Polyposis colon - intestinal polyposis syndromes

Polyposis colon - intestinal polyposis syndromes

    * Introduction
    * Signs and symptoms
    * Diagnosis
    * Treatment
Intestinal polyposis is a serious hereditary disease that occurs in puberty, characterized by the appearance of multiple polyps in the intestinal mucosa. The most common intestinal polyposis is manifested by diffuse abdominal pain, intestinal bleeding (bloody stools) and changes in bowel habits. Have been described several hereditary syndromes that have as common factor intestinal polyps.
Gardner first published an article on familial polyposis, colon polyps in describing a Utah family whose members had died from colon cancer in September over three generations, at a mean age of 34 years. Some genetic abnormalities present with gastrointestinal polyps. Individuals with Gardner syndrome develop adenomatous polyps throughout the gastrointestinal tract accompanied by extracolonice events, including periampulare adenoma, papillary thyroid carcinoma, hepatoblastom, osteomas of the mandible and skull, epidermal cysts and dermoid tumors.
Individuals with Turcot syndrome, a rare recessive autosomal disorder, shows brain tumors (glioblastoma multiforme, medulloblastoma) and which often become malignant colonic adenomas in patients younger than 30 years.

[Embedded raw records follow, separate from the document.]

PR #286, opened 2015-11-01
Hw2

dekatzenel:
HW2 complete


HW2/P2/P2.txt
```diff
@@ -0,0 +1,6 @@
...
+Serial is slightly faster uncorrelated than correlated at 0.470490217209 seconds and 0.563049077988 seconds, respectively. Though the exact difference varied, the trend was consistent over several runs.
+Fine-grained locking is faster correlated than uncorrelated at 3.96625208855 seconds and 5.60650491714 seconds, respectively. Though the exact difference varied, the trend was consistent over several runs.
+Please reference medium_hist.png for discussions of medium-grained locking.
+For all values of N, medium-grained locking shows about the same difference between correlated and uncorrelated as does fine-grained locking.
+The best value of N appears to be 1, in which case the medium-grained locking case degenerates to the fine-grained locking case. Sharing of locks generally seems to slow down the operation. However, after a certain point, as the number of locks approaches 1, it begins to resemble the serial case (with an extra lock) and begins to speed up again.
```
TuanTrain, line 6: Like your graph, I also found the value of N to have minimal effect on the speed with values of around 1 - 20 N. I do not think 1 was that much better than 10, but pretty much the same actually, in my testing however.

HW2/P2/parallel_vector.pyx
```diff
@@ -70,23 +70,46 @@ cpdef move_data_fine_grained(np.int32_t[:] counts,
...
+                else:
+                    acquire(&locks[src_index])
+                    locks_count = 1
+                
+                #Move value
+                if counts[src_index] > 0:
+                    counts[dest_index] += 1
+                    counts[src_index] -= 1
+                
+                #Release locks
```
TuanTrain, line 107: I had released locks in order as acquiring them but I realized that it is unnecessary since deadlocks cannot happen in the case of releasing two locks in any order.

HW2/P3/P3.txt
```diff
@@ -0,0 +1,16 @@
...
+With instruction-level parallelism, performance improves by a factor of ~1.4 every time the number of threads doubles. In one particular run, the results were:
+1 thread: 1074.94829 Million Complex FMAs in 0.878337144852 seconds, 1223.84473468 million Complex FMAs / second
+2 threads: 1074.94829 Million Complex FMAs in 0.543131113052 seconds, 1979.16905176 million Complex FMAs / second
+4 threads: 1074.94829 Million Complex FMAs in 0.421036958694 seconds, 2553.09722294 million Complex FMAs / second
+
+Interestingly, in both cases, initial runs showed significantly slower results for 4 threads. Without instruction-level parallelism, this occurred once and was not replicable. With instruction-level parallelism, this occurred during the first 3 runs, with a specific instance of: 
+4 threads: 1074.94829 Million Complex FMAs in 2.90435004234 seconds, 370.116643768 million Complex FMAs / second
+I am unsure what would cause such behavior.
+
```
TuanTrain, line 15: I saw a noticeable difference between 1, 2, and 4 threads, and though the jump was almost 2x from 1 to 2 threads, it was about 1.8 from 2 to 4 threads for both initial and AVX cases. I did get a similar speedup of ~6 from the instruction-level parallelism.

HW2/P3/mandelbrot.pyx
```diff
@@ -31,17 +42,46 @@ cpdef mandelbrot(np.complex64_t [:, :] in_coords,
...
-
+                    # (a + bi)(a + bi) + (c + di) = a^2 + b^2*i^2 + 2abi + c + di
+                    # = a^2 - b^2 + c + i(2ab + d)
+                    z_imag = AVX.add(AVX.mul(AVX.mul(z_real, z_imag), two), c_imag)
+                    z_real = AVX.add(AVX.sub(z_real_sq, z_imag_sq), c_real)
+                    #Increment only those always and currently < 4
+                    increment = AVX.bitwise_and(less_than_4_mask, one)
+                    iters = AVX.add(iters, increment)
+                #Write to output
+                counts_to_output(iters, out_counts, i, j)
```
TuanTrain, line 84: good work!

HW2/P5/P5.txt
```diff
@@ -0,0 +1,17 @@
...
+If prange() divides the loop into contiguous sections, then some sections will take longer than others because sub_update() checks all values from the current to the end and some contiguous sections will be closer to the end than others. Since sections take varying amounts of time, speedup is less than it could be. This also explains the runtime variability.
+
+Grid (spatial decomposition)
+With 1 thread we generally get results between 400 and 600 frames per second, with one result at 255. With 4 threads we get between 25 and 630 frames per second, with high variability.
+Adding the grid is ~100x faster than multithreading alone. For n=10,000, switching from an O(n^2) algorithm to an O(n) algorithm is likely to make a significant difference even if the O(n) algorithm has high overhead, e.g. updating the grid.
+The fact that 1 thread is generally ~5x faster than 4 threads makes no sense. After speaking with the course staff and attempting to debug, no error was found in the code and they agreed it made no sense. *Shrug* multithreading is complicated and perhaps my VM is not the best with threads + complex code.
```
TuanTrain, line 8: I had a similar experience where adding more threads actually showed a slowdown in the code. I also use a VM so that may be it. I did see spikes of numbers for 4 threads that were about 2x improvements over the 1 thread, but it would happen once every 4 print-outs so averaging with the smaller values would bring it back down.

PR #380, opened 2015-11-18
finished HW3

zhiqianseah:


HW3/P3/sum.cl
```diff
@@ -24,11 +27,24 @@ __kernel void sum_coalesced(__global float* x,
...
-    }
 
+    //
+
+    int offset = get_local_size(0);
+
+     while (offset != 1)
+    {
+        offset = offset >> 1;
+        fast[local_id] = fast[local_id] + fast[local_id+offset];
```
adisuissa, line 38: You are missing an if statement before this line.
You should only increment fast[local_id] if local_id < offset, otherwise, unpredicted result may occur (reading from fast[local_id+offset] that is being updated by the thread at index local_id+offset.

HW3/P4/median_filter.cl
```diff
@@ -28,7 +100,20 @@ median_3x3(__global __read_only float *in_values,
...
+    if ((y < h) && (x < w)) // stay in bounds
+
+
+        //global version
+        //out_values[y * w + x] = median9(in_values[GetPIX(x-1,y-1,w,h)], in_values[GetPIX(x-1,y,w,h)], in_values[GetPIX(x-1,y+1,w,h)],
+        //                                in_values[GetPIX(x,y-1,w,h)], in_values[GetPIX(x,y,w,h)], in_values[GetPIX(x,y+1,w,h)],
+        //                                in_values[GetPIX(x+1,y-1,w,h)], in_values[GetPIX(x+1,y,w,h)], in_values[GetPIX(x+1,y+1,w,h)]);
+
+        //local version
+        out_values[y * w + x] = median9(buffer[GetPIX(buf_x-1,buf_y-1,buf_w,buf_h)], buffer[GetPIX(buf_x-1,buf_y,buf_w,buf_h)], buffer[GetPIX(buf_x-1,buf_y+1,buf_w,buf_h)],
```
adisuissa, line 116: You don't need to call GetPIX here, because of the way the buffer was allocated and populated (for example, you'll never get buf-x to be negative or above the buffer's width).

HW3/P5/label_regions.cl
```diff
@@ -81,6 +81,49 @@ propagate_labels(__global __read_write int *labels,
...
+
+    //use only one thread
+    if (lx == 0 && ly == 0)
+    {
+        for (int y_iterator = halo; y_iterator < buf_h - halo; y_iterator++)
+        {
+            for (int x_iterator = halo; x_iterator < buf_w - halo; x_iterator++)
+           {
+
+                int temp = buffer[y_iterator * buf_w + x_iterator];
```
adisuissa, line 96: Your implementation of part 4 is wrong.
It is the same as part 2 (but with a single thread).

HW3/P5/label_regions.cl
```diff
@@ -88,10 +131,33 @@ propagate_labels(__global __read_write int *labels,
         // to adjust this for correctness.
         new_label = old_label;
```
adisuissa, line 132: After parts 2 and 4, you should use buffer[buf_w \* buf_y + buf_x] instead of old_label.

HW3/P5/label_regions.cl
```diff
@@ -88,10 +131,33 @@ propagate_labels(__global __read_write int *labels,
...
+
         if (new_label != old_label) {
             // CODE FOR PART 3 HERE
             // indicate there was a change this iteration.
             // multiple threads might write this.
+
+            atomic_min(&labels[old_label], new_label);
+
             *(changed_flag) += 1;
             labels[y * w + x] = new_label;
```
adisuissa, line 162: This should also be done atomically.

PR #401, opened 2015-11-19
Hw3

abhishekmalali:
Submission for HW3.


HW3/P3/P3.txt
```diff
@@ -0,0 +1,6 @@
+run 1- configuration ('coalesced', 128, 128): 0.00248136 seconds
```
oyuchoi, line 1: did you try other configs?

PR #406, opened 2015-11-20
Submitting, without image

neelspatel:


HW3/P3/P3.txt
```diff
@@ -0,0 +1,2 @@
+The best configuration I found was
```
oyuchoi, line 1: Any other numbers?

PR #424, opened 2015-11-20
Hw3

jacobbaron:


HW3/P3/sum.cl
```diff
@@ -24,8 +28,15 @@ __kernel void sum_coalesced(__global float* x,
...
     // See http://www.nehalemlabs.net/prototype/blog/2014/06/16/parallel-programming-with-opencl-and-python-parallel-reduce/
-    for (;;) { // YOUR CODE HERE
-        ; // YOUR CODE HERE
+    j=1;
+    offset=get_local_size(0)>>j;
+    while(offset>1) {
+    //for (j = 1; j <= lim; j++) { // YOUR CODE HERE
+        offset=get_local_size(0)>>j;
+        //printf("global_id[%d], offset=%d\n",global_id,offset);
+        fast[local_id]=fast[local_id]+fast[local_id+offset];
```
adisuissa, line 37: If you compare this to the code in the link above, you'll see that an if statement is missing.
This causes 2 issues:
1. Some threads may access data that is beyond the end of the input array.
2. The output may differ because in some iteration, given two threads A and B (where B_id = A_id + offset), B may update its value, and then A will read the new value.
This may also explain why you saw an error when using more than 32 threads, or when the global size was larger than 4096.

HW3/P3/sum.cl
```diff
@@ -48,13 +64,14 @@ __kernel void sum_blocked(__global float* x,
     // 
     // Be careful that each thread stays in bounds, both relative to
     // size of x (i.e., N), and the range it's assigned to sum.
-    for (;;) { // YOUR CODE HERE
-        ; // YOUR CODE HERE
+    for (i=global_id*k; i <= (k*(global_id+1)-1); i++) { // YOUR CODE HERE
+        sum=sum+x[i];
```
adisuissa, line 68: You should verify that you access only valid elements from x (i.e., that i < N).

HW3/P4/median_filter.cl
```diff
@@ -1,4 +1,76 @@
...
+    return s4;
+}
+
+//Return image value at point (x,y), where the indicies are relative to the global image. If the indicies are out of bounds, choose closest in bounds value instead. 
+inline float fetch_point(__global __read_only float *img, 
+                   int w, int h,
+                   int x, int y)
+{
+    float out_img;
+    while (x<0) {
```
adisuissa, line 56: It is unclear why you use a while loop, if what you are aiming for is setting the value of 'x' to 0 if it is less than 0.

HW3/P4/median_filter.cl
```diff
@@ -13,7 +85,27 @@ median_3x3(__global __read_only float *in_values,
...
+    // coordinates of the upper left corner of the buffer in image
+    // space, including halo
+    const int buf_corner_x = x - lx - halo;
+    const int buf_corner_y = y - ly - halo;
+
+    const int idx_1D = ly * get_local_size(0) + lx;
+
+    int row;
+
+    if (x < w && y < h){
```
adisuissa, line 108: Adding this line here may cause a partial population of the buffer (for example, without the column that is to the right of the right-most column), but then when reading from the buffer (lines 135-143), you may read an invalid value.

HW3/P4/median_filter.cl
```diff
@@ -21,14 +113,38 @@ median_3x3(__global __read_only float *in_values,
...
+        if (idx_1D < buf_w) {
+            for (row = 0; row < buf_h; row++) {
+                buffer[row * buf_w + idx_1D] = \
+                    fetch_point(in_values, w, h,
+                          buf_corner_x + idx_1D,
+                          buf_corner_y + row);
+          }
+        }
 
+        barrier(CLK_LOCAL_MEM_FENCE);
```
adisuissa, line 125: A barrier should be performed by all threads (not only the ones that enter the if statement).

PR #428, opened 2015-11-20
Hw3

vinayps:


HW3/P3/sum.cl
```diff
@@ -5,11 +5,15 @@ __kernel void sum_coalesced(__global float* x,
...
     size_t local_id = get_local_id(0);
+    size_t global_id = get_global_id(0);
+    uint gs = get_local_size(0);
 
     // thread i (i.e., with i = get_global_id()) should add x[i],
     // x[i + get_global_size()], ... up to N-1, and store in sum.
-    for (;;) { // YOUR CODE HERE
-        ; // YOUR CODE HERE 
+    for (uint c = global_id; c < N; c = c + get_global_size(0)) { 
+              if( global_id < N ){
```
adisuissa, line 14: Not sure if/why this is necessary.
If initially c = global_id, and the for loop condition is c<N, then why would a thread with a global_id >= N enter the loop execution?

HW3/P4/median_filter.cl
```diff
@@ -21,14 +54,36 @@ median_3x3(__global __read_only float *in_values,
...
+    barrier(CLK_LOCAL_MEM_FENCE);
 
     // Compute 3x3 median for each pixel in core (non-halo) pixels
     //
     // We've given you median9.h, and included it above, so you can
     // use the median9() function.
+       
+    if ((y < h) && (x < w)) // stay in bounds
+    {
+        buffer[buf_y * buf_w + buf_x] = median9( buffer[(buf_y - 1) * buf_w + buf_x - 1], buffer[(buf_y - 1) * buf_w + buf_x], buffer[(buf_y - 1) * buf_w + buf_x + 1],
```
adisuissa, line 77: You write into a buffer place that is concurrently being accessed by another thread.
You should either avoid this or use barriers between the reads and the write.
In this case you could have pushed the new value to the output array.

HW3/P5/label_regions.cl
```diff
@@ -80,20 +83,54 @@ propagate_labels(__global __read_write int *labels,
...
 
     // CODE FOR PARTS 2 and 4 HERE (part 4 will replace part 2)
+    if( lx == 4 && ly == 4 ) // let (4,4) be the one thread that fetches grandparents
+    {
+        // force thread (4,4) to fetch grandparents for every work-group pixel that requires it 
+        // (excluding background and repeat immediate fetches)
+        for( int y_index = 0; y_index < get_local_size(0); y_index++ )
+            for( int x_index = 0; x_index < get_local_size(0); x_index++ )
+                if( buffer[(y_index + halo) * buf_w + halo + x_index] != w*h )
+                    if( buffer[(y_index + halo) * buf_w + halo + x_index] != last_read )
```
adisuissa, line 93: If the values are equal, you should update the buffer location with the grandparent value (of the last_read location).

Initially described the Peutz-Jeghers syndrome Peutz Jeghers in 1921 followed in 1941. Malignant degeneration is characterized by gastrointestinal polyps and extraintestinal neoplasms development, including the pancreas, and the gynecologic testiculii. The development of gynecomastia usually precedes the development of testicular or gynecologic neoplasms. In Peutz-Jeghers syndrome polyps can occur anywhere in the digestive tract, most commonly in the jejunum, accompanied by melanin spots of the lips and fingers.
Bannayan-Riley-Ruvalcaba syndrome known as Bannayan-Zonana syndrome was described by Riley and Smith in 1961, then Bannayana in 1971 and later characterized by Zonana in 1975. This associate of colon polyps and language hamartosi with macrocephaly, lipomas and hemangiomas.
Gorlin and Goltz described Gorlin syndrome, also known as nevoid basal cell carcinoma syndrome. It is characterized by gastric polyps hamartosi, palm spots, short metacarpal, keratocisti odontogenic, intracranial calcifications, skeletal malformations and cancer (basal cell carcinoma, ovarian carcinoma, medulloblastoma).
People Cronkhite-Canada syndrome shows multiple abnormalities in the intestinal polyps actodermice, including skin hyperpigmentation, alopecia and onicoheterotopie.
Cowden syndrome is an autosomal dominant hereditary disorder. People with this syndrome shows at the age of 10-30 years hamartosi hyperplastic polyps in the gastrointestinal tract, including esophagus, the esophageal glycogen acanthosis, hamartoame orocutanate the face, breast neoplasia hamartoame lung, thyroid, colon adenocarcinoma.
Inflammatory polyps are discovered in 1% of children. Multiple inflammatory polyps associated with painless rectal bleeding, rectal prolapse and no seat colony characterize juvenile polyposis. Malignant potential is much higher compared to Gardner's syndrome.